According to the Minnesota Department of Human Services, our state is home to more than 70,000 refugees.
Refugees arrive here from countries wracked by political violence. Torture is used intentionally in their homelands to silence opposition and transform cultures through fear. So it isn't surprising that refugees aren't comfortable speaking about the atrocities they survived.
Resettlement programs seek to integrate refugees into our communities and to help them achieve economic self-sufficiency. But unless we address their traumatic experiences, we condemn many to live in silence with undiagnosed and misunderstood symptoms of major depression and post traumatic stress disorder.
The real tragedy is that their symptoms are treatable.

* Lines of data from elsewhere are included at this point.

PR #868, opened 2026-08-19
fix(api): pageSize or pageIndex alone opts into pagination on 10 list routes

dnishiyama:
Reduced-scope extraction of #696 — the core fix and the shared helper are @marquezluis's work; this PR carries them without the API-contract changes that accumulated during review.

## What

Sending `pageSize` without `pageIndex` (or vice versa) silently disabled pagination on 10 list routes and returned the full table. Either field alone now opts into pagination.

**Kept from #696:**
- Shared `resolvePagination` + `paginationFields` schema fragment (with unit tests) replacing the hand-rolled `usePagination` predicate at all 10 call sites
- The `org.ts` offset bugs (two paginated arms sliced/offset by `pageIndex` instead of `pageIndex * pageSize`)
- `pageIndex` bounds — negative/fractional/overflow rejection; an adversarial `pageIndex` is newly reachable now that `pageIndex` alone paginates
- Fixes for the two admin modals that sent `pageSize` alone as an inert "give me everything" (`admin-positions-modal`: 1000, `admin-workouts-modal`: 200) — they now omit both fields, which still means unpaginated
- Regenerated OpenAPI golden

**Deliberately NOT taken (behavior unchanged, needs its own coordinated PR):**
- Omitting both fields still returns the full unpaginated result — no default-page cap. The Slack bot makes at least 5 param-less list calls that assume complete results (`/v1/org` AOs-per-region, `/v1/event-instance` for preblasts, `/v1/location`, `/v1/event-tag`, `/v1/event-type`); a default cap silently truncates them for any region with >10 rows. External region tooling has the same exposure.
- `pageSize` is sanity-bounded at 10 000 (offset-overflow guard only), not product-capped at 100 — real callers page at 500–10 000 today and a 100-cap turns those into 400s.
- The `useFetchAllPages` admin/map migration that compensates for the cap.

The follow-up (bound the unpaginated branch + tighten the cap) is a real API contract change: it needs the Slack bot client migrated to page through results, and a heads-up to region API consumers, before it lands. Proposed sequencing is in the Slack thread.

## How to test

Call any affected route with `pageSize` alone on a table with more rows than that — before: everything; after: a capped page, `totalCount` still the real total. `pageIndex` alone returns the default-sized page at that index. Omitting both still returns everything (unchanged). Both-params behavior unchanged.

Verified locally: `@acme/api` + `f3-admin` typecheck/lint/test green; characterization suite matches the main baseline exactly; knip + prettier clean.

Refs #696

## Summary by CodeRabbit

- **New Features**
  - Standardized pagination across events, event types, tags, locations, organizations, positions, requests, users, and event instances.
  - Pagination can be enabled by providing either a page number or page size, with consistent offset and limit handling.
  - Added validation and documented bounds for page indexes and page sizes.
  - Dropdowns for organizations and event types now request all matching results by default.
  - Event-instance listings default to up to 40 results when pagination is not specified.

- **Bug Fixes**
  - Corrected cases where providing only a page size did not properly limit results.


packages/api/src/lib/pagination.ts
```diff
@@ -0,0 +1,79 @@
...
+  return {
+    pageIndex: z.coerce
+      .number()
+      .int()
+      .min(0)
+      .max(MAX_PAGE_INDEX)
+      .optional()
+      .describe(
+        `Zero-based page index. Supplying this (or pageSize) opts into paginated results; omitting both returns all matching ${entityPlural} unpaginated (unchanged default).`,
+      ),
```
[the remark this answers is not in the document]
marquezluis: Confirmed — `event-instance.ts`'s unpaginated branch has always capped at 40 (pre-dates this PR), but the new shared `paginationFields()` description promised "returns everything" for every route including this one. Rather than changing behavior here (that's #912's job, which already keeps event-instance bounded), fixed the contract text: `paginationFields()` now takes an optional `unpaginatedBehavior` override, and `event-instance.all` uses it to describe what it actually does. Pushed in 1dbf49b.

---

---

packages/api/src/router/event-instance.ts
```diff
@@ -147,10 +147,11 @@ export const eventInstanceRouter = {
...
       const aoOrg = aliasedTable(schema.orgs, "ao_org");
-      const limit = input?.pageSize ?? 40;
-      const offset = (input?.pageIndex ?? 0) * limit;
-      const usePagination =
-        input?.pageIndex !== undefined && input?.pageSize !== undefined;
+      const { limit, offset, usePagination } = resolvePagination({
+        pageSize: input?.pageSize,
+        pageIndex: input?.pageIndex,
+        defaultPageSize: 40,
+      });
```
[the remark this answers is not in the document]
marquezluis: Same finding as Qodo's comment on `pagination.ts` — fixed there instead of removing the limit: `event-instance.ts`'s 40-row cap on the unpaginated branch is intentional (pre-dates this PR, and #912 keeps it that way), so the fix is correcting the published contract text rather than the behavior. Pushed in 1dbf49b.

---

---

apps/admin/vitest.config.ts
```diff
@@ -18,10 +18,10 @@ export default defineConfig({
...
       thresholds: {
         autoUpdate: true,
-        statements: 8.38,
-        branches: 5.6,
-        functions: 3.77,
-        lines: 8.63,
+        statements: 8.48,
+        branches: 5.83,
+        functions: 3.84,
+        lines: 8.7,
```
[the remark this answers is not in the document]
marquezluis: Not changing this — `autoUpdate: true` alongside explicit thresholds is this repo's intended coverage convention (see AGENTS.md: "Never set thresholds.autoUpdate to false or delete the key... enforced in pnpm lint and pre-commit"), not an oversight.

---

---

marquezluis:
CI is green except for `security-audit`, which is failing on two high-severity advisories in `browserslist` (GHSA-c83g-rgw3-j3cx, GHSA-73wf-gq98-2v4g), pulled in transitively via `next`/`styled-jsx`/`@babel/core` across several apps.

Not caused by this PR: this branch doesn't touch `package.json` or the lockfile, and `main`'s own `pnpm-lock.yaml` pins the same vulnerable `browserslist@4.28.2`. Confirmed directly against `origin/main`'s lockfile, not assumed.

`security-audit` also isn't one of the required checks in the branch ruleset (`format-check`, `lint`, `typecheck`, `build`, `test-coverage`), so it shouldn't block merging this PR. Fixing it properly means bumping `browserslist` repo-wide via the lockfile, which is its own PR rather than something that belongs in this reduced-scope pagination fix.

---

packages/api/src/lib/pagination.ts
```diff
@@ -0,0 +1,88 @@
...
+ *
+ * `unpaginatedBehavior` lets a route override the default "returns
+ * everything" description when its own unpaginated branch doesn't actually
+ * do that (event-instance.ts caps at 40 rows either way) — the published
+ * OpenAPI contract should describe what the route does, not what most
+ * routes do.
+ */
+export function paginationFields(
+  entityPlural: string,
+  unpaginatedBehavior = `returns all matching ${entityPlural} unpaginated (unchanged default)`,
```
taterhead247, line 66: Please reword this. "unchanged default" means nothing to someone reading our API docs. I've gone through the code and I still don't know what it means.

packages/api/src/lib/pagination.ts
```diff
@@ -0,0 +1,88 @@
...
+        `Zero-based page index. Supplying this (or pageSize) opts into paginated results; omitting both ${unpaginatedBehavior}.`,
+      ),
+    pageSize: z.coerce
+      .number()
+      .int()
+      .min(0)
+      .max(MAX_PAGE_SIZE)
+      .optional()
+      .describe(
+        `Number of ${entityPlural} per page (max ${MAX_PAGE_SIZE}). Supplying this (or pageIndex) opts into paginated results; omitting both ${unpaginatedBehavior}.`,
```
taterhead247, line 84: Consider finding a way to report the default page size in the .describe(). Something like `if pageIndex is set but pagesize isn't, defaults to x`. Based on the code, I'm not sure if that's feasible. All the docs show is max value of 10,000. So a human or ai might think the default is 10,000 - even though most endpoints specify a very reasonable and much lower value - which currently is not knowable to the caller until you test it and find a pattern.

taterhead247 (approved):
@marquezluis one small wording request. And one larger request that you can opt out of if it's not doable. But, once you clear the comments, please merge.

turbo.json
```diff
@@ -66,6 +66,7 @@
     "CI_FACTORY_INFERENCE_API_KEY",
     "CI_FACTORY_INFERENCE_BASE_URL",
     "CI_FACTORY_INFERENCE_MODEL",
+    "GITHUB_SHA",
```
BigGillyStyle, line 70: **🔴 Critical** · code-reviewer

This re-adds `GITHUB_SHA` to `globalEnv`, which busts Turbo's remote cache on every single commit. On `main`, `GITHUB_SHA` lives only in `globalPassThroughEnv` (line 13) — PR #931 deliberately moved it out of `globalEnv` for exactly this reason. `docs/CI_PIPELINE.md` documents why: `globalPassThroughEnv` already satisfies the `turbo/no-undeclared-env-vars` lint rule without hashing the SHA into every task's cache key. Since `GITHUB_SHA` changes on every commit, keeping it in `globalEnv` means every Turbo task misses the remote cache on every run, silently undoing the #869/#931 caching work — and this change looks unrelated to this PR's pagination scope (it likely came along for the ride from a `main` merge).

```suggestion
```

_written by Claude Sonnet 5_

packages/api/src/router/org.ts
```diff
@@ -604,7 +596,7 @@ export const orgRouter = {
       // Apply pagination
       const total = sortedOrgs.length;
       const paginatedOrgs = usePagination
-        ? sortedOrgs.slice(pageIndex, pageIndex + pageSize)
+        ? sortedOrgs.slice(offset, offset + limit)
```
BigGillyStyle, line 601: **🟠 Important** · code-reviewer

This in-memory slice has no deterministic ordering when `sorting` is omitted. A few lines up, the sort is conditional on `input?.sorting && input.sorting.length > 0` (line 548), and `orgAccessibleInputSchema` declares `sorting: parseSorting()` with no default — so with no `sorting` param, `sortedOrgs` keeps whatever order the `WHERE id IN (...)` query happened to return, which Postgres doesn't guarantee stable across calls.

This is pre-existing, but this PR materially widens exposure: before, `usePagination` required both `pageIndex` *and* `pageSize`; now `pageSize` alone reaches this branch. A caller paging through with `?pageSize=25&pageIndex=0,1,2…` and no `sorting` can get duplicate and/or skipped orgs across pages. The SQL/nation-admin branch of this same endpoint doesn't have this problem — it passes `"name"` as `getSortingColumns`'s default column (line 436).

**Suggested fix:** give the in-memory branch the same default as the SQL branch — sort by `name` when `input.sorting` is empty, instead of leaving `sortedOrgs` in whatever order the DB returned.

_written by Claude Sonnet 5_

packages/api/src/router/map/event.ts
```diff
@@ -269,10 +269,11 @@ export const mapEventRouter = {
       }),
     )
     .handler(async ({ context: ctx, input }) => {
-      const limit = input?.pageSize ?? 10;
-      const offset = (input?.pageIndex ?? 0) * limit;
-      const usePagination =
-        input?.pageIndex !== undefined && input?.pageSize !== undefined;
+      const { limit, offset, usePagination } = resolvePagination({
```
BigGillyStyle, line 272: **🟡 Suggestion** · pr-test-analyzer

`packages/api/src/router/map/event.ts` has no test file at all (`map/event.test.ts` doesn't exist, pre- or post-PR). This route is migrated to `resolvePagination`/`paginationFields` here, same as the other 9 routes, but unlike `event-tag.ts` and `org.ts` (`accessible`) it gets zero verification — not just for the pageSize-alone regression this PR targets, but for its pagination behavior in general. Since the shared helper itself is well unit-tested, the residual risk here is specifically "this call site stops using the helper correctly" going undetected.

Not asking for full route coverage in this PR, but a single pageSize-alone regression test (mirroring `event-tag.test.ts`'s new test) would close the gap for the exact bug this PR fixes.

_written by Claude Sonnet 5_

packages/api/src/lib/pagination.test.ts
```diff
@@ -0,0 +1,119 @@
...
+    const result = resolvePagination({ pageSize: 15, defaultPageSize: 10 });
+    expect(result.offset).toBe(0);
+  });
+});
+
+// Imports the real fragment every one of the 11 call sites spreads into its
+// own input schema (event.ts, event-instance.ts, event-tag.ts, event-type.ts,
+// location.ts, map/event.ts, org.ts x2, position.ts, request.ts, lib/user.ts)
+// — not a hand-copied mirror, so a regression at any of those 11 sites (or
+// in this shared definition) actually fails this suite. user.byF3Name
```
BigGillyStyle, line 74: **🟡 Suggestion** · comment-analyzer

This comment overclaims slightly: it says a regression at any of the 11 call sites "actually fails this suite," but `paginationSchema` here is `z.object(paginationFields("things"))` constructed in isolation — this test proves the shared *fragment* is correct, not that any given call site is still wired up to it. A route that stopped spreading `paginationFields(...)` into its own input schema, or stopped calling `resolvePagination`, would leave this suite fully green.

**Suggested fix:** soften to something like "a regression in this shared definition (not necessarily at each call site) fails this suite" so a future reader doesn't assume the call sites themselves are covered here.

_written by Claude Sonnet 5_

turbo.json
marquezluis: Good catch — this genuinely came along for the ride from a `main` merge, not intentional. Fixed in 5961e5fe: removed `GITHUB_SHA` from `globalEnv`, leaving it only in `globalPassThroughEnv` (line 13) as main has it.

---

---

packages/api/src/router/org.ts
marquezluis: Real bug, thanks for tracing through the widened exposure. Fixed in 5961e5fe: the in-memory branch now always sorts, defaulting to name-ascending when the caller supplies no `sorting` — matching the SQL/nation-admin branch's default column. Ran `org.test.ts` against a live Postgres to confirm (29/29 pass).

---

---

packages/api/src/router/map/event.ts
marquezluis: Added in 5961e5fe: a `map.event.all` test mirroring `event-tag.test.ts`'s pattern — creates 3 events, requests `pageSize: 2` alone, and asserts a hard-equal count of 2 (not `<=`, so an empty-array false pass can't sneak by) plus `totalCount > 2`. Lives in `event.test.ts`'s existing `"map.event.all pagination"` describe block rather than a new file, since that block already covers this route. Passes against a live Postgres (48/48 in that file).

---

---

packages/api/src/lib/pagination.test.ts
marquezluis: Fixed in c2de947f — reworded to "a regression in this shared definition (not necessarily at each call site...) fails this suite," matching your suggested framing.

---

---

packages/api/src/lib/pagination.ts
marquezluis: Fair, that phrase was explaining PR history, not API behavior — meaningless to anyone reading the published docs. Fixed in 5961e5fe: dropped the "(unchanged default)" parenthetical entirely. The sentence stands on its own without it ("returns all matching {things} unpaginated").

---

---

packages/api/src/lib/pagination.ts
marquezluis: It was feasible — fixed in 5961e5fe. `paginationFields()` now takes the route's `defaultPageSize` as a required second argument (matching what each route already passes its own `resolvePagination()` call separately, just not previously visible here), and both `pageIndex` and `pageSize`'s `.describe()` text now state the real default, e.g. "Number of organizations per page (default 10, max 10000)" instead of just the max. Updated all 11 call sites and regenerated the OpenAPI golden snapshot — diffed it to confirm only the description text changed, nothing structural.

---

---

Refugees arriving in the United States typically receive a health exam to identify physical problems, but they are not screened systematically for mental health problems. About half of all states do provide mental health screening, but most of those rely on informal conversation, making it less reliable.
The Center for Victims of Torture (CVT) often receives referrals of refugees who are torture survivors after an eight- to 10-year period of difficult resettlement due to undiagnosed and untreated mental health symptoms. Those symptoms make it difficult for refugees to learn English, adjust to community life, learn a new culture and support their families.
Health clinics often tell us they know how to treat trauma, but they lack the language and cultural knowledge. Refugee leaders and groups often tell us they have the cultural knowledge but don't know how to treat trauma.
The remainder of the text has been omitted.